Net increase (decrease) in cash and
cash equivalents 456,799 (9,883)
Cash and cash equivalents, beginning of period - 9,883
----------- -----------
Cash and cash equivalents, end of period $ 456,799 $ -
=========== ===========

Supplemental cash flow disclosures
Cash paid for:
Interest $ 13,097 $ -
=========== ===========
Income taxes $ - $ -
=========== ===========
Non-cash investing and financing activities

Acquisition of intangible assets in exchange $ 61,776 $ -
for common stock, preferred stock and warrants =========== ===========
to acquire common stock

The accompanying notes are an integral part of these statements.



VPGI CORP. AND SUBSIDIARIES
NOTES TO CONSOLIDATED FINANCIAL STATEMENTS
December 31, 2004
(Unaudited)


BASIS OF PRESENTATION

The interim consolidated financial statements and summarized notes
included herein were prepared, without audit, in accordance with accounting
principles generally accepted in the United States of America (U.S. GAAP)
for interim financial information, pursuant to rules and regulations of the
Securities and Exchange Commission. Because certain information and notes
normally included in complete financial statements prepared in accordance
with U.S. GAAP were condensed or omitted pursuant to such rules and
regulations, it is suggested that these financial statements be read
in conjunction with the Consolidated Financial Statements and the Notes
thereto, included in the Company's Annual Report on Form 10-K for the
preceding fiscal year. These interim financial statements and notes hereto
reflect all adjustments which are, in the opinion of management, necessary
for a fair statement of results for the interim periods presented. Such
financial results, however, should not be construed as necessarily
indicative of future earnings.

LOSS PER SHARE

Basic loss per share is based upon the weighted average number of
shares of common stock outstanding. Diluted loss per share is based upon
the weighted average number of shares of common stock outstanding plus the
number of additional common shares that would have been outstanding if
dilutive potential common shares had been issued. In all periods presented,
all potential common shares were anti-dilutive.

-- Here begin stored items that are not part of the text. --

PR #592, opened 2015-06-04
YAML now loads all strings as unicode

facelessuser:
- All strings are redirected to be loaded as unicode
- I was experiencing an issue on my system where I was getting errors
trying to access config file objects because they were not being closed.
In all cases, once the YAML content was loaded, we were done accessing
the file content.  YAML object will close file access in the objects
once processing the content is complete.

### DIFF
--- a/mkdocs/utils.py
+++ b/mkdocs/utils.py
@@ -38,28 +38,26 @@ else:                           # pragma: no cover
 
 def yaml_load(source, loader=yaml.Loader):
     """
-    Custom yaml loader.
+    Wrap PyYaml's loader so we can extend it to suit our needs.
 
     Load all strings as unicode.
     http://stackoverflow.com/a/2967461/3609487
     """
 
-    class Loader(loader):
-
-        """Custom Loader."""
-
-        pass
-
     def construct_yaml_str(self, node):
         """Override the default string handling function to always return unicode objects."""
-
         return self.construct_scalar(node)
 
+    class Loader(loader):
+        """Define a custom loader derived from the global loader to leave the global loader unaltered."""
+
+    # Attach our unicode constructor to our custom loader ensuring all strings will be unicode on translation.
     Loader.add_constructor('tag:yaml.org,2002:str', construct_yaml_str)
 
     try:
         return yaml.load(source, Loader)
     finally:
+        # TODO: Remove this when external calls are properly cleaning up file objects.
         # Some mkdocs internal calls, sometimes in test lib, will load configs
         # with a file object but never close it.  On some systems, if a delete
         # action is performed on that file without Python closing that object,
--- a/mkdocs/utils.py
+++ b/mkdocs/utils.py
@@ -12,6 +12,7 @@ import os
 import sys
 import shutil
 import markdown
+import yaml
 
 from mkdocs import toc
 
@@ -33,6 +34,39 @@ if PY3:                         # pragma: no cover
 else:                           # pragma: no cover
     string_types = basestring,  # noqa
     text_type = unicode         # noqa
+
+
+def yaml_load(source, loader=yaml.Loader):
+    """
+    Custom yaml loader.
+
+    Load all strings as unicode.
+    http://stackoverflow.com/a/2967461/3609487
+    """
+
+    class Loader(loader):
+
+        """Custom Loader."""
+
+        pass
+
+    def construct_yaml_str(self, node):
+        """Override the default string handling function to always return unicode objects."""
+
+        return self.construct_scalar(node)
+
+    Loader.add_constructor('tag:yaml.org,2002:str', construct_yaml_str)
+
+    try:
+        return yaml.load(source, Loader)
+    finally:
+        # Some mkdocs internal calls, sometimes in test lib, will load configs
+        # with a file object but never close it.  On some systems, if a delete
+        # action is performed on that file without Python closing that object,
+        # there will be an access error. This will process the file and close it
+        # as there should be no more use for the file once we process the yaml content.
+        if hasattr(source, 'close'):
+            source.close()
 
 
 def reduce_list(data_set):
--- a/docs/about/release-notes.md
+++ b/docs/about/release-notes.md
@@ -15,6 +15,7 @@ You can determine your currently installed version using `mkdocs --version`:
 
 ## Version 0.14.0 (2015-??-??)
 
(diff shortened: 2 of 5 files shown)


facelessuser:
Looks like everything checked out in CI.  I probably won't be able to address any issues until late tonight my time, but I think this is a pretty straight forward pull.

waylan:
As an interesting test of this, I would like to see if the tests still pass with the changes to `mkdocs/config/config_options.py` in 6bb45cb reverted. I think the tests added in that commit should probably remain--only  remove the `str` checks.

Also, this PR should probably have a note added to the release notes.

One other potential concern: what happens when a user passes a value in on the command line? Specifically, is it Unicode? I realize only a few of the config settings are even available from the command line, but it might be worth looking into. I have not checked this myself.

facelessuser:
> As an interesting test of this, I would like to see if the tests still pass with the changes to mkdocs/config/config_options.py in 6bb45cb reverted. I think the tests added in that commit should probably remain--only remove the str checks.

Yes removing `str` allows it to still pass the test suites with this pull.

> Also, this PR should probably have a note added to the release notes.

I can do that later today.

> One other potential concern: what happens when a user passes a value in on the command line? Specifically, is it Unicode? I realize only a few of the config settings are even available from the command line, but it might be worth looking into. I have not checked this myself.

I have not checked this myself either.  Though that is a general Unicode support thing.  This issue is specifically just enforcing an all Unicode yaml *load*, not to bring mkdocs up to a 100% Unicode safe state.  I think eventually an in-depth analysis of Unicode handling should be performed, but this is probably not the place for that. What happens after the load needs to be looked at separately, but it is definitely something important to look into, especially as we are now enforcing `unicode_literals` everywhere via #585.  One thing is for sure, if there are holes in Unicode support, they will eventually pop up in the issue tracker :).

mkdocs/utils.py
```diff
@@ -35,6 +36,39 @@
...
+    """
+    Custom yaml loader.
+
+    Load all strings as unicode.
+    http://stackoverflow.com/a/2967461/3609487
+    """
+
+    class Loader(loader):
+
+        """Custom Loader."""
```
d0ugal: This comment can be removed, it doesn't tell me anything.

mkdocs/utils.py
```diff
@@ -35,6 +36,39 @@
...
+
+        pass
```
d0ugal: I'd also remove `pass`

waylan: Actually I believe it would be an error to remove `pass` as nothing is defined within the class. Instead the class method `add_constructor` is called later (L58) which modifies the class. We can't just call `add_constructor` on the parent class (`yaml.Loader`) as that would modify the parent class (defined in the yaml lib) rather than a copy/ subclass. I agree, it is a little odd when reading the code, but the yaml lib's API requires it be that way. I suspect the comment was an attempt to clarify this (which it apparently did not do very well).

d0ugal: Ah, so it is. I thought it was a class method below. That's a confusing API.

mkdocs/utils.py
facelessuser: Sure, I'm just in a habit now of providing  comments for classes and methods, I kill it in the next rev.

mkdocs/utils.py
facelessuser: I don't want to monkey patch the global loader.  I don't think that is ever a good approach.  Instead, I inherit from the global loader and use my own leaving the global intact in its default state.  This I feel is a better approach.  I can, instead of removing the comment, expound on this more in the class comment.  I apologize as sometimes what is obvious in my head isn't obvious outside of it :).

d0ugal: Sounds good. Expand on what is going on in the comment and remove the pass. We don't need a docstring and `pass` :)

facelessuser: I think you will find PyLint angry if I remove the pass.  A matter of fact, I think you will find Python angry if I remove the pass and refuse to compile.

Just like you can't have an empty if block without a pass, you can't have an empty class without a pass.

I know it may seem odd, but this is the proper way.  The pass needs to stay.

facelessuser: I explain a little further.  If I remove the pass, Python will think everything under the class is supposed to be part of it and complain about unexpected indentation (or something similar).  Pass tells python "it's okay, there's nothing else here".

d0ugal: I'm really aware what pass is used for. It isn't required if a docstring is provided and pylint is absolteuly file with it. We already do this here: https://github.com/mkdocs/mkdocs/blob/master/mkdocs/exceptions.py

BUSINESS SEGMENT INFORMATION

The Company discontinued normal operations in December, 2002. Since
that date, no business segments have existed.

STOCK-BASED COMPENSATION

The Company has not issued stock options to employees since fiscal
year ended June 30, 2003. The options issued during that period vested
immediately. No material vesting has occurred with regard to any
outstanding employee stock options during 2004 or the current fiscal
period.

MERGER TRANSACTION

On November 10, 2004 the Company signed an Agreement and Plan of Merger
(the "Agreement") to acquire another company, Venture Pacific Group, Inc.
("VPG"). The merger was effected by merging a new subsidiary of the Company
into VPG, resulting in VPG being the surviving entity and a wholly-owned
subsidiary of the Company. The merger was effective upon issuance of the
Certificate of Merger by the Texas Secretary of State on November 16, 2004.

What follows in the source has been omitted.